• [About this task]:
Every line below should be copied out exactly.
»»
PR #18252, opened 2020-07-10
Use structured logging in gerrit packages.

fejta:
This should make it easier to search for and debug logs.

Also reduce some indentation by continuing/returning early.

### DIFF
--- a/prow/gerrit/client/client.go
+++ b/prow/gerrit/client/client.go
@@ -26,7 +26,7 @@ import (
 	"sync"
 	"time"
 
-	"github.com/andygrunwald/go-gerrit"
+	gerrit "github.com/andygrunwald/go-gerrit"
 	"github.com/sirupsen/logrus"
 )
 
@@ -103,6 +103,8 @@ type gerritInstanceHandler struct {
 	accountService gerritAccount
 	changeService  gerritChange
 	projectService gerritProjects
+
+	log logrus.FieldLogger
 }
 
 // Client holds a instance:handler map
@@ -157,6 +159,7 @@ func NewClient(instances map[string][]string) (*Client, error) {
 			accountService: gc.Accounts,
 			changeService:  gc.Changes,
 			projectService: gc.Projects,
+			log:            logrus.WithField("host", instance),
 		}
 	}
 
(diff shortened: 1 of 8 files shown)


prow/gerrit/client/client.go
```diff
@@ -246,11 +257,12 @@ func (c *Client) QueryChanges(lastState LastSyncState, rateLimit int) map[string
...
-			result[h.instance] = []ChangeInfo{}
-			for _, change := range changes {
-				result[h.instance] = append(result[h.instance], change)
-			}
+		if len(changes) == 0 {
+			continue
+		}
+
+		for _, change := range changes {
+			result[h.instance] = append(result[h.instance], change)
```
chizhg, line 265: Is it safe to assume `h.instance` always exists in the `result` map? In the deleted code there is `result[h.instance] = []ChangeInfo{}`

prow/gerrit/client/client.go
```diff
@@ -366,72 +382,86 @@ func (h *gerritInstanceHandler) queryChangesForProject(project string, lastUpdat
...
-					// change has been abandoned, do nothing
+				if !newMessages && !created.After(lastUpdate) {
+					// stale commit
+					log.Info("Skipping existing change")
+					continue
 				}
-			} else {
-				logrus.Infof("Change %d, updated %s before lastUpdate %s, return", change.Number, change.Updated, lastUpdate)
-				return pending, nil
+				if !newMessages {
```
««
• [Solution to this problem]:
PR #18252, opened 2020-07-10
Use structured logging in gerrit packages.

fejta:
This should make it easier to search for and debug logs.

Also reduce some indentation by continuing/returning early.

### DIFF
--- a/prow/gerrit/client/client.go
+++ b/prow/gerrit/client/client.go
@@ -26,7 +26,7 @@ import (
 	"sync"
 	"time"
 
-	"github.com/andygrunwald/go-gerrit"
+	gerrit "github.com/andygrunwald/go-gerrit"
 	"github.com/sirupsen/logrus"
 )
 
@@ -103,6 +103,8 @@ type gerritInstanceHandler struct {
 	accountService gerritAccount
 	changeService  gerritChange
 	projectService gerritProjects
+
+	log logrus.FieldLogger
 }
 
 // Client holds a instance:handler map
@@ -157,6 +159,7 @@ func NewClient(instances map[string][]string) (*Client, error) {
 			accountService: gc.Accounts,
 			changeService:  gc.Changes,
 			projectService: gc.Projects,
+			log:            logrus.WithField("host", instance),
 		}
 	}
 
(diff shortened: 1 of 8 files shown)


prow/gerrit/client/client.go
```diff
@@ -246,11 +257,12 @@ func (c *Client) QueryChanges(lastState LastSyncState, rateLimit int) map[string
...
-			result[h.instance] = []ChangeInfo{}
-			for _, change := range changes {
-				result[h.instance] = append(result[h.instance], change)
-			}
+		if len(changes) == 0 {
+			continue
+		}
+
+		for _, change := range changes {
+			result[h.instance] = append(result[h.instance], change)
```
chizhg, line 265: Is it safe to assume `h.instance` always exists in the `result` map? In the deleted code there is `result[h.instance] = []ChangeInfo{}`

prow/gerrit/client/client.go
```diff
@@ -366,72 +382,86 @@ func (h *gerritInstanceHandler) queryChangesForProject(project string, lastUpdat
...
-					// change has been abandoned, do nothing
+				if !newMessages && !created.After(lastUpdate) {
+					// stale commit
+					log.Info("Skipping existing change")
+					continue
 				}
-			} else {
-				logrus.Infof("Change %d, updated %s before lastUpdate %s, return", change.Number, change.Updated, lastUpdate)
-				return pending, nil
+				if !newMessages {
```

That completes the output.